» PROBLEM:
Search the data for the word "replacing" and copy every line where it occurs.

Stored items
PR #639, opened 2026-06-21
Plot the forecast reproduction number over the forecast horizon

seabbs:
In the forecasting concepts session, the plot under "We can now plot the forecast and estimated reproduction numbers" did not show the forecast Rt extending past the cutoff.

**Cause:** the forecast model (`estimate-inf-and-r-rw-forecast.stan`) computes the reproduction number over the forecast horizon (`f_R`) in `generated quantities`, but only returned the forecast *onsets*. So `gather_draws(R[day])` on the forecast fit only covered days up to the cutoff, and the blue forecast Rt line stopped at the vertical dashed line.

**Fix:**
- Output `forecast_R` (the reproduction number over the forecast horizon) from the model.
- Append it to the forecast Rt trajectory in the `extract-Rt` chunk (shifted by `cutoff`) so the forecast extends across the horizon, matching the onset forecast plots.

Verified locally: the model compiles, and an end-to-end fit confirms `forecast_R` now spans the full 28-day horizon (days 72–99) with finite values. `_freeze/` is gitignored so CI renders fresh. The model is only used in this session.

> Generated by an agent; please review.

### DIFF
--- a/inst/stan/estimate-inf-and-r-rw-forecast.stan
+++ b/inst/stan/estimate-inf-and-r-rw-forecast.stan
@@ -36,6 +36,7 @@ model {
 }
 generated quantities {
   array[h] real forecast;
+  array[h] real forecast_R;
   if (h > 0) {
     array[n + h - 1] real f_rw_noise;
     for (i in 1:(n-1)) {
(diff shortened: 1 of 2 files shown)


seabbs (commented):
LGTM

seabbs:
Confirming this fixes the docs issue

sbfnk (approved):

PR #677, opened 2026-07-07
preview the wis in the evaluation session

kathsherratt:
We currently introduce the WIS in the ensembles session. It might be nice to briefly preview this earlier, in the evaluation session when we intro the CRPS (so that people who skip ensembles still see the option). 

Suggesting to add as a brief optional note in the evaluation session. For starters I just copied the existing WIS description over (so it is repetitive, but since they are in different sessions maybe OK); edits welcome.

[opening the PR here as the 'canonical' repo?]

### DIFF
--- a/sessions/forecast-evaluation.qmd
+++ b/sessions/forecast-evaluation.qmd
@@ -258,7 +258,7 @@ What does this tell you about the model?
 :::
 
 ::: {.callout-note .optional collapse="true"}
-# Probabilistic scoring without samples
+## Probabilistic scoring without samples
 Not all probabilistic forecasting models produce samples.
 The **weighted interval score (WIS)** [@bracherEvaluatingEpidemicForecasts2021] is a proper scoring rule for quantile forecasts that approximates the CRPS, by considering a weighted sum of multiple prediction intervals. 
 As the number of intervals increases, the WIS converges to the CRPS, combining sharpness and penalties for over- and under-prediction.
--- a/sessions/forecast-evaluation.qmd
+++ b/sessions/forecast-evaluation.qmd
@@ -261,7 +261,7 @@ What does this tell you about the model?
 ## Probabilistic scoring without samples
 Not all probabilistic forecasting models produce samples.
 The **weighted interval score (WIS)** [@bracherEvaluatingEpidemicForecasts2021] is a proper scoring rule for quantile forecasts that approximates the CRPS, by considering a weighted sum of multiple prediction intervals. 
-As the number of intervals increases, the WIS converges to the CRPS, combining sharpness and penalties for over- and under-prediction.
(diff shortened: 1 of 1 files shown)


sessions/forecast-evaluation.qmd
```diff
@@ -257,6 +257,13 @@ What does this tell you about the model?
   - However, the CRPS increasing with forecast horizon is a sign that the model is struggling to capture the longer term dynamics of the epidemic.
 :::
 
+::: {.callout-note .optional collapse="true"}
+# Probabilistic scoring without samples
```
sbfnk:
```suggestion
## Probabilistic scoring without samples
```
I think

sessions/forecast-evaluation.qmd
```diff
@@ -257,6 +257,13 @@ What does this tell you about the model?
...
+Not all probabilistic forecasting models produce samples.
+The **weighted interval score (WIS)** [@bracherEvaluatingEpidemicForecasts2021] is a proper scoring rule for quantile forecasts that approximates the CRPS, by considering a weighted sum of multiple prediction intervals. 
+As the number of intervals increases, the WIS converges to the CRPS, combining sharpness and penalties for over- and under-prediction.
```
sbfnk: I think giving this detail without the equation might be confusing. How about just:
```suggestion
This makes it the standard choice when forecasts are shared as quantiles or prediction intervals rather than samples, as is often done in collaborative forecasting hubs [@reichCollaborativeHubsMaking2022].
```

sbfnk (approved):

seabbs:
Personally I would prefer to do this when we first use it to avoid overloading earlier concepts but I don't feel that strongly

sessions/forecast-evaluation.qmd
```diff
@@ -257,6 +257,13 @@ What does this tell you about the model?
   - However, the CRPS increasing with forecast horizon is a sign that the model is struggling to capture the longer term dynamics of the epidemic.
 :::
 
+::: {.callout-note .optional collapse="true"}
+## Probabilistic scoring without samples
+Not all probabilistic forecasting models produce samples.
+The **weighted interval score (WIS)** [@bracherEvaluatingEpidemicForecasts2021] is a proper scoring rule for quantile forecasts that approximates the CRPS, by considering a weighted sum of multiple prediction intervals. 
+This makes it the standard choice when forecasts are shared as quantiles or prediction intervals rather than samples, as is often done in collaborative forecasting hubs [@reichCollaborativeHubsMaking2022].
+:::
```
sbfnk, line 265:
```suggestion
We will get back to the WIS in the session on [Forecast ensembles](forecast-ensembles).
:::
```

sbfnk:
as a middle ground we could move this to "going further"

PR #678, opened 2026-07-07
Short note to motivate probabilistic scoring

kathsherratt:
As the probabilistic scores we use in evaluation are mostly unfamiliar, I thought it might be helpful to add an introductory note that explicitly makes the connection from more familiar point metrics.

### DIFF
--- a/sessions/forecast-evaluation.qmd
+++ b/sessions/forecast-evaluation.qmd
@@ -63,7 +63,7 @@ One option is to evaluate a single point prediction against a single observation
 $$
 \text{error} = \text{prediction} - \text{observation}
 $$
-You may have seen these kinds of metrics: for example, mean absolute error, percentage error, root mean square error...
+You may have seen these kinds of metrics: such as mean absolute error, mean percentage error, or root mean square error.
 However, as in the rest of this course, we're focusing on probabilistic forecasts.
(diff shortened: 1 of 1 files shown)


sessions/forecast-evaluation.qmd
```diff
@@ -58,6 +58,10 @@ options(cmdstanr_print_line_numbers = TRUE)
 # Introduction to forecast evaluation
 
 An important aspect of making forecasts is that we can later confront the forecasts with what really happened and use this to assess whether our forecast model makes good predictions, or which of multiple models work best in which situation.
+One option is to evaluate a single point prediction against a single observation: error = point prediction - observation.
```
sbfnk:
```suggestion
One option is to evaluate a single point prediction against a single observation:

$$
\text{error} = \text{prediction} - \text{observation}
$$
```

sessions/forecast-evaluation.qmd
```diff
@@ -58,6 +58,10 @@ options(cmdstanr_print_line_numbers = TRUE)
...
+You may have seen these kinds of metrics: for example, mean absolute error, percentage error, root mean square error...
```
sbfnk:
```suggestion
You may have seen these kinds of metrics: such as mean absolute error, mean percentage error, or root mean square error.
```

sbfnk (approved):

PR #322, opened 2020-09-01
Adds support for weekday ranges in crontab

jmnsf:
As the title indicates, adds support for [`MON-FRI`](https://crontab.guru/#*_*_*_*_MON-FRI)-like day of week ranges.

I wasn't able to get tests passing on `master`, but this doesn't seem to add any new errors. I do have postgres up locally, happy to look into this further if the readme is out of date and there's some missing step to get them to work.


sorentwo:
Looks perfect! Thanks for the fix. Don't worry about the failing master test, just some race conditions that I'll try and iron out. 💛

PR #329, opened 2020-09-11
Allow replacing the arguments of a unique job

Gazler:
This commit allows queing a unique job and replacing the args in a
subsequent insert. For example, given the following:

```
%{some_value: 1, id: "123"}
|> MyJob.new(schedule_in: 10, unique: [keys: [:id]])
|> Oban.insert()
```

Calling

```
%{some_value: 2, id: "123"}
|> MyJob.new(schedule_in: 10, replace_args: true unique: [keys: [:id]])
|> Oban.insert()
```

Would replace the job args with `%{some_value: 2, id: "123"}`

I haven't really considered the API too much, I just wanted to start a discussion around this feature. The use case for me is that there is a relatively expensive operation that I don't want to call too frequently, however I do want it to always be called with the most recent arguments.

There are also some scheduling issues with the above. For example, if you wanted it to "debounce" then it would be necessary to allow `schedule_in` to be modified.

### DIFF
--- a/lib/oban/job.ex
+++ b/lib/oban/job.ex
@@ -41,6 +41,7 @@ defmodule Oban.Job do
           | {:priority, pos_integer()}
           | {:queue, atom() | binary()}
           | {:schedule_in, pos_integer()}
+          | {:replace_args, boolean()}
           | {:scheduled_at, DateTime.t()}
           | {:tags, tags()}
           | {:unique, [unique_option()]}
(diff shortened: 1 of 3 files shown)


sorentwo:
@Gazler Beautiful! The implementation looks excellent, and this is something that was discussed/requested on Slack recently.

I'm not too concerned about the scheduling issue. It seems secondary to this solution, and unique jobs already provide a "throttle" rather than a "debounce".

sorentwo:
@Gazler This has conflicts now due to a huge PR that was just merged. Can you fit in a rebase?

sorentwo (approved):

sorentwo:
Thanks @Gazler, great stuff!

» ANSWER:
Allow replacing the arguments of a unique job
This commit allows queing a unique job and replacing the args in a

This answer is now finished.